** Records supplied follows **
PR #193, opened 2020-03-31
Deploy haveged as part of base image to prevent low-entropy situations

dims:
Pick up some proactive recommendation from https://github.com/kubernetes/kubernetes/issues/60751


codenrhoden:
/hold

Hmm, this feels like one of those things were people would add it via `extra_rpms1` if they wanted it rather than having it in by default. I know i saw some things where this particular package is contentious versus others. Also, if we *did* want this, it would go in the Ansible script, not the kickstart. And also -- why just Photon? I would think all OS's.

dims:
good point, also @randomvariable had another thought as well. will request him to open a PR.

PR #195, opened 2020-04-01
Allows adding entire containerd configuration blocks

voor:
The earlier work for adding a way to change the pause image was nice, but I realize it's failing to capture all of the other things you can do to containerd inside of an image.  This rectifies that while still maintaining backwards compatibility for the pause image.

This allows adding new runtime engines and more extensive containerd configuration.

Here's an example of it in use for GPU enabled clusters: https://github.com/voor/kubernetes-gpu


images/capi/packer/config/ansible-args.json
```diff
@@ -1,3 +1,3 @@
...
...y={{user `http_proxy`}} https_proxy={{user `https_proxy`}} kubernetes_cni_http_source={{user `kubernetes_cni_http_source`}} kubernetes_cni_http_checksum={{user `kubernetes_cni_http_checksum`}} kubernetes_http_source={{user `kubernetes_http_source`}} kubernetes_container_registry={{user `kubernetes_container_registry`}} kubernetes_rpm_repo={{user `kubernetes_rpm_repo`}} kubernetes_rpm_gpg_key={{user `kubernetes_rpm_gpg_key`}} kubernetes_rpm_gpg_check={{user `kubernetes_rpm_gpg_check`}} kubernetes_deb_repo={{user `kubernetes_deb_repo`}} kubernetes_deb_gpg_key={{user `kubernetes_deb_gpg_key`}} kubernetes_cni_deb_version={{user `kubernetes_cni_deb_version`}} kubernetes_cni_rpm_version={{user `kubernetes_cni_rpm_version`}} kubernetes_cni_semver={{user `kubernetes_cni_semver`}} kubernetes_cni_source_type={{user `kubernetes_cni_source_type`}} kubernetes_semver={{user `kubernetes_semver`}} kubernetes_source_type={{user `kubernetes_source_type`}} kubernetes_deb_version={{user `kubernetes_deb_version`}} kubernetes_rpm_version={{user `kubernetes_rpm_version`}} no_proxy={{user `no_proxy`}} reenable_public_repos={{user `reenable_public_repos`}} remove_extra_repos={{user `remove_extra_repos`}} "
```
detiber, line 2: Was the addition of gpu_enabled intentional here?

images/capi/ansible/roles/containerd/templates/etc/containerd/config.toml
```diff
@@ -5,3 +5,5 @@ version = 2
 [plugins]
   [plugins."io.containerd.grpc.v1.cri"]
     sandbox_image = "{{ containerd_pause_image }}"
+    
+{{containerd_additional_settings | b64decode}}
```
detiber, line 9: Will this properly handle the current setting of null or does applying the filter need to be conditionalized?

voor: That is an awesome observation, thankfully it does properly output null when run through the decode -- I just verified it on all 3 images.

images/capi/packer/config/ansible-args.json
voor: Oh nice catch, that was something else I was doing that leaked into here, I really hate this file and wish there was a better way to do this.

codenrhoden:
/lgtm
I think the only other thing I'd like to see is adding this new configuration possibility to the docs, here: https://github.com/kubernetes-sigs/image-builder/blob/master/docs/book/src/capi/capi.md#customization

Right now, unless you look through the code, you don't know that the field needs to be b64 encoded.

images/capi/packer/config/ansible-args.json
codenrhoden: Oh I agree with you there -- I don't like having this long string either. I have a couple of ideas of how to get rid of it, but so far each depends on a pre-processor (i.e. a CLI that we provide args to) to dynamically generate our `packer.json` file.

voor:
Added documentation (since that's a good suggestion), also retroactively adds documentation from another PR about containerd that went through without it.

codenrhoden:
Wow, fast turn around! Thanks @voor 
/approve
I'll let @detiber have one more look for an `/lgtm`.

detiber:
lgtm, but looks like this might need a rebase

voor:
Please make sure `kubernetes_load_additional_imgs={{user `kubernetes_load_additional_imgs`}}` is still there, that was what caused the merge conflict.

voor:
Upgrade of containerd cause a merge conflict, that has been resolved.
** End of Records supplied **
** Work required **
Find the word "still" in the entries, then copy out every line that has it.

** Written answer **
The earlier work for adding a way to change the pause image was nice, but I realize it's failing to capture all of the other things you can do to containerd inside of an image.  This rectifies that while still maintaining backwards compatibility for the pause image.
Please make sure `kubernetes_load_additional_imgs={{user `kubernetes_load_additional_imgs`}}` is still there, that was what caused the merge conflict.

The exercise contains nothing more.